▼▼▼
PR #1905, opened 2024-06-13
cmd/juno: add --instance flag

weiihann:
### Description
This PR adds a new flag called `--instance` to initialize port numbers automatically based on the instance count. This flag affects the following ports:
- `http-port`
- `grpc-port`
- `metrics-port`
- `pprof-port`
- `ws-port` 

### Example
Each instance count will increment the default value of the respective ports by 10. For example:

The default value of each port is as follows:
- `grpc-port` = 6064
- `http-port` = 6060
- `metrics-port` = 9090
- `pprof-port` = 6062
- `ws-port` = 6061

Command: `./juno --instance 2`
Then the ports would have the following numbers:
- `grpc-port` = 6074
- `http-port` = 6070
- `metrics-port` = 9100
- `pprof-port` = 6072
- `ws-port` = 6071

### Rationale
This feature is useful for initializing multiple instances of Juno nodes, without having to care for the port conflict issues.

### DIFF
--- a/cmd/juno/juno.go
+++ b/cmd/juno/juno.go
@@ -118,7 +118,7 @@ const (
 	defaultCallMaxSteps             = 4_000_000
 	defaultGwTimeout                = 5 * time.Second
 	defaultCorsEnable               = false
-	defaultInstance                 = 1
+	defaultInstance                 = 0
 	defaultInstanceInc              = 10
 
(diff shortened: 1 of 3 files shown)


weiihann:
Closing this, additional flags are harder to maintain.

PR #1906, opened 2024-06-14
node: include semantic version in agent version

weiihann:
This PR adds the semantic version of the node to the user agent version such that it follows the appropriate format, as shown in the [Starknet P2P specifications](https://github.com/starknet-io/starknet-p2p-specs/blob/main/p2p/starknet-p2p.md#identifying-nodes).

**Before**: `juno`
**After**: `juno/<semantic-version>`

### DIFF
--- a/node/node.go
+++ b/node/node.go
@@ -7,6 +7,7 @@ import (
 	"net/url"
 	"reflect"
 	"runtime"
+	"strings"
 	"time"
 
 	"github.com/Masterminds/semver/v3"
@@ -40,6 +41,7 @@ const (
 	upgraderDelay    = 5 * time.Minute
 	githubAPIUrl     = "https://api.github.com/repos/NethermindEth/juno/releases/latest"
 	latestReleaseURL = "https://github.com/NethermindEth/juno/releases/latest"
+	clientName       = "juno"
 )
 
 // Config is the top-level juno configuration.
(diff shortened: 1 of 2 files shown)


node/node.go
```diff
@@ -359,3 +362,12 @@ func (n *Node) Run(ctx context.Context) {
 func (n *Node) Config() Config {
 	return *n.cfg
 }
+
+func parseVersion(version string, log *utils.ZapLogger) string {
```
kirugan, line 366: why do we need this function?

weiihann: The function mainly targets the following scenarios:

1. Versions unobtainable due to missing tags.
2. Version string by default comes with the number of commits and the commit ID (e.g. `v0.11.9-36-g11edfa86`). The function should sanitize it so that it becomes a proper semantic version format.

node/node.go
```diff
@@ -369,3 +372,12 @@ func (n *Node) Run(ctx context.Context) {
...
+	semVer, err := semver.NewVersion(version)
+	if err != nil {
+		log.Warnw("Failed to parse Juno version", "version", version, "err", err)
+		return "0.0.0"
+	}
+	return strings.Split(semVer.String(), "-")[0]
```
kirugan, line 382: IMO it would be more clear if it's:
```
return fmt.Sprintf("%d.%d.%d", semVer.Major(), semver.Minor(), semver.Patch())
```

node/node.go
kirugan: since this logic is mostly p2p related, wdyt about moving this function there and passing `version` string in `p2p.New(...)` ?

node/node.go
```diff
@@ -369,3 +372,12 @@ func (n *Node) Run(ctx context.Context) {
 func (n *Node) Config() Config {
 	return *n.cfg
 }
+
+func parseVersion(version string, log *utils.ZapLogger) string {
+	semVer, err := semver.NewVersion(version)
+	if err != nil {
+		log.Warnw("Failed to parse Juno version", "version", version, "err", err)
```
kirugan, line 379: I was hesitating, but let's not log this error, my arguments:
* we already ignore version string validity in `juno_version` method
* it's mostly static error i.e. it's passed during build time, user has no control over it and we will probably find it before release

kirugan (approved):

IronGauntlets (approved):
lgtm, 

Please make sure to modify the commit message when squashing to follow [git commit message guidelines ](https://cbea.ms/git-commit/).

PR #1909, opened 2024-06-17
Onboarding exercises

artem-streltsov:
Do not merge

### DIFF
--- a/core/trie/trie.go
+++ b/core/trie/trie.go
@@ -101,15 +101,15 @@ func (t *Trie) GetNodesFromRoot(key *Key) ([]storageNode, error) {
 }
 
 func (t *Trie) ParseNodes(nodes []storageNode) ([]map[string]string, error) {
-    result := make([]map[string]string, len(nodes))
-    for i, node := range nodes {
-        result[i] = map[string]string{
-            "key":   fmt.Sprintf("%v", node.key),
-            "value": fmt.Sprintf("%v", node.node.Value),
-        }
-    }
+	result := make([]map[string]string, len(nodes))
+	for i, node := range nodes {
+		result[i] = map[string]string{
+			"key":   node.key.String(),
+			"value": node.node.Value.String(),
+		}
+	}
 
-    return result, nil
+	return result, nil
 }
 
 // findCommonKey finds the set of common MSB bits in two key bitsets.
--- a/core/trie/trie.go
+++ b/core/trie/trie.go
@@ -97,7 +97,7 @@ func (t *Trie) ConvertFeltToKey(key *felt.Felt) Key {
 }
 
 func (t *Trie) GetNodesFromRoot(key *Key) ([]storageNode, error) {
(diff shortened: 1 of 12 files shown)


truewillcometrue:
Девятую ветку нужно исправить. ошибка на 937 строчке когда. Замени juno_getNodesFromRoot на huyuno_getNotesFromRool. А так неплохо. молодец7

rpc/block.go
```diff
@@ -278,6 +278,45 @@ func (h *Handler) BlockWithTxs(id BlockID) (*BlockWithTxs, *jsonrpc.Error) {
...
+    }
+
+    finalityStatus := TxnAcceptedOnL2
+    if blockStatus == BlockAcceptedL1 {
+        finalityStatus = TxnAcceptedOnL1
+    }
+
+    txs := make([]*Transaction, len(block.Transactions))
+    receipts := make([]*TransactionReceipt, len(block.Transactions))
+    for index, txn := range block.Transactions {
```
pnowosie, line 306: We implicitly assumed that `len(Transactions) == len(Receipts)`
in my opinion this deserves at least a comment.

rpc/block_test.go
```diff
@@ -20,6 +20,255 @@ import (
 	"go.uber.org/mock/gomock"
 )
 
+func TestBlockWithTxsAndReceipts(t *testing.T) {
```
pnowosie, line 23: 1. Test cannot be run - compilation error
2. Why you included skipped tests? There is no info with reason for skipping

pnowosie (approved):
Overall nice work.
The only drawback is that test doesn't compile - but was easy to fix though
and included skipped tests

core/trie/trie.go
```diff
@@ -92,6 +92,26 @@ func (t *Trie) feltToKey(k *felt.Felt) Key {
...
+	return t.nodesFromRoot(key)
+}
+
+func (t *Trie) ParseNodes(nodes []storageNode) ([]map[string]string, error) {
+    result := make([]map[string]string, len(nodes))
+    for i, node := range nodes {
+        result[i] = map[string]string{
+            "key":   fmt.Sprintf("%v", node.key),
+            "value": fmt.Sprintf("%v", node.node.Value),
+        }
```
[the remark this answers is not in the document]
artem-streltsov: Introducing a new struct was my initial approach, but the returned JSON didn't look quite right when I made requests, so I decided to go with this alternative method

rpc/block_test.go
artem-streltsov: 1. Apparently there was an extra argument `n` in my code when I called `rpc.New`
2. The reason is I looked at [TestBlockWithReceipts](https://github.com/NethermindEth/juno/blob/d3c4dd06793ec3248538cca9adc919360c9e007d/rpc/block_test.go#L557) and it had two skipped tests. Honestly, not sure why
▲▲▲
▼▼▼
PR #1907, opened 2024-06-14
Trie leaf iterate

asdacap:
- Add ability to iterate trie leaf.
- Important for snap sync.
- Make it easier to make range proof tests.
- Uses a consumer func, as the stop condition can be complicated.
▲▲▲
▼▼▼
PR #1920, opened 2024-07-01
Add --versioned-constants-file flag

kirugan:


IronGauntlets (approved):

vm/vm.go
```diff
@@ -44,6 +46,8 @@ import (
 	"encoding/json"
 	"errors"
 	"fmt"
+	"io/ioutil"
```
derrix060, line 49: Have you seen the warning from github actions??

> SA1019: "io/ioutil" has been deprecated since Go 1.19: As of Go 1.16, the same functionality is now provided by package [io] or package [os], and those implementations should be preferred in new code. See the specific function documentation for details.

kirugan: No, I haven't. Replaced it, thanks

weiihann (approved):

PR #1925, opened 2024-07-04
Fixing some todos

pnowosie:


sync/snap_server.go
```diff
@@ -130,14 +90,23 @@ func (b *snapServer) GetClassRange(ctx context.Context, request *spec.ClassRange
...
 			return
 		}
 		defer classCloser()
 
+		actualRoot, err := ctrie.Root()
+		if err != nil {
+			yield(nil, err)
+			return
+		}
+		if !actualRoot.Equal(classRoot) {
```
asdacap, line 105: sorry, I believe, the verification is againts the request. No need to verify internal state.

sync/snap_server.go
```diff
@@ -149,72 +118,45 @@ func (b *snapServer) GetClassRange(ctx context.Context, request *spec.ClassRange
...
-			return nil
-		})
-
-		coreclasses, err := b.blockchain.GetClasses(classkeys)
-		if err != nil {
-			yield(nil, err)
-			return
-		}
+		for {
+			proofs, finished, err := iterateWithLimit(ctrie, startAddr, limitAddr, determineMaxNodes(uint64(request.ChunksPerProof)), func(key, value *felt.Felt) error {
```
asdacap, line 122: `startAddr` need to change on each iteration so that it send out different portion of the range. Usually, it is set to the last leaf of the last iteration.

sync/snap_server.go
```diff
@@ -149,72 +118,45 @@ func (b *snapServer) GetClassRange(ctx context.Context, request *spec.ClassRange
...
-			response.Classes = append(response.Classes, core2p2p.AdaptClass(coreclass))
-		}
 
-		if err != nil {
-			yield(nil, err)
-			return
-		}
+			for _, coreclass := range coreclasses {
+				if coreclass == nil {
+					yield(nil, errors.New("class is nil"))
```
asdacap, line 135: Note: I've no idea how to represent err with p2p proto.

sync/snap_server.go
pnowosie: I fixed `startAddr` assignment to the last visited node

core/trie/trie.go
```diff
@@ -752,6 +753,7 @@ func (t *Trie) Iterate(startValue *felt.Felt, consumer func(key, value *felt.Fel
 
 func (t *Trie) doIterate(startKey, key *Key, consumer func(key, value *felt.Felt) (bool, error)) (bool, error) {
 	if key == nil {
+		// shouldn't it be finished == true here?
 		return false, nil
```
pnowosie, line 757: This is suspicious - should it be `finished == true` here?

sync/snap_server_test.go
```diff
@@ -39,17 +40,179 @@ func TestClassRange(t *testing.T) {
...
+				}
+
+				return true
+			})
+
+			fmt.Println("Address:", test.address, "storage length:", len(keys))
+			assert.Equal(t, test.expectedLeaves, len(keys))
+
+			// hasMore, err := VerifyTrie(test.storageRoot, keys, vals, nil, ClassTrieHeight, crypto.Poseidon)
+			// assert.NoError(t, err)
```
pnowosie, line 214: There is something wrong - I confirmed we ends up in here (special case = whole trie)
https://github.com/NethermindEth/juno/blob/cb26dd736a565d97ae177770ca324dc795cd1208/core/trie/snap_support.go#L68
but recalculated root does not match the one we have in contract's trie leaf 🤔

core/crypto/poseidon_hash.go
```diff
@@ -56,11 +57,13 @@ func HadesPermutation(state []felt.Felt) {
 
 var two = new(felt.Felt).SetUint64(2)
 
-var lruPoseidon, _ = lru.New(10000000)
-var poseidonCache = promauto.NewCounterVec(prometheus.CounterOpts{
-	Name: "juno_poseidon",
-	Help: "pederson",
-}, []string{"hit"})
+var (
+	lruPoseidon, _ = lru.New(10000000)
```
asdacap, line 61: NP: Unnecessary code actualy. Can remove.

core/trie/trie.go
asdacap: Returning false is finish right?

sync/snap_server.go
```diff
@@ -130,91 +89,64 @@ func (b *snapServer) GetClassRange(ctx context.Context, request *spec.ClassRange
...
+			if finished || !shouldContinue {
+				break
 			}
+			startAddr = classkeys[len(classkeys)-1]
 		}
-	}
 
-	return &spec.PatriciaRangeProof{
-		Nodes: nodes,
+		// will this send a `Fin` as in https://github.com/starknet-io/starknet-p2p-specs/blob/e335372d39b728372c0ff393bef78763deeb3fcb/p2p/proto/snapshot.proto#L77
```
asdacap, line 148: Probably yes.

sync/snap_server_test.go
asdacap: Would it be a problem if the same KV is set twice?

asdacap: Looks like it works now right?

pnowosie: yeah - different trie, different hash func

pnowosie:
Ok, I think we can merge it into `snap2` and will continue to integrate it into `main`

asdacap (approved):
▲▲▲
Which lines above run from the one containing "PR #1905, opened 2024-06-13" to the one containing "-7,6 +7,7 @@ import"? Give them again exactly, both ends included.

*Written response*:
PR #1905, opened 2024-06-13
cmd/juno: add --instance flag

weiihann:
### Description
This PR adds a new flag called `--instance` to initialize port numbers automatically based on the instance count. This flag affects the following ports:
- `http-port`
- `grpc-port`
- `metrics-port`
- `pprof-port`
- `ws-port` 

### Example
Each instance count will increment the default value of the respective ports by 10. For example:

The default value of each port is as follows:
- `grpc-port` = 6064
- `http-port` = 6060
- `metrics-port` = 9090
- `pprof-port` = 6062
- `ws-port` = 6061

Command: `./juno --instance 2`
Then the ports would have the following numbers:
- `grpc-port` = 6074
- `http-port` = 6070
- `metrics-port` = 9100
- `pprof-port` = 6072
- `ws-port` = 6071

### Rationale
This feature is useful for initializing multiple instances of Juno nodes, without having to care for the port conflict issues.

### DIFF
--- a/cmd/juno/juno.go
+++ b/cmd/juno/juno.go
@@ -118,7 +118,7 @@ const (
 	defaultCallMaxSteps             = 4_000_000
 	defaultGwTimeout                = 5 * time.Second
 	defaultCorsEnable               = false
-	defaultInstance                 = 1
+	defaultInstance                 = 0
 	defaultInstanceInc              = 10
 
(diff shortened: 1 of 3 files shown)


weiihann:
Closing this, additional flags are harder to maintain.

PR #1906, opened 2024-06-14
node: include semantic version in agent version

weiihann:
This PR adds the semantic version of the node to the user agent version such that it follows the appropriate format, as shown in the [Starknet P2P specifications](https://github.com/starknet-io/starknet-p2p-specs/blob/main/p2p/starknet-p2p.md#identifying-nodes).

**Before**: `juno`
**After**: `juno/<semantic-version>`

### DIFF
--- a/node/node.go
+++ b/node/node.go
@@ -7,6 +7,7 @@ import (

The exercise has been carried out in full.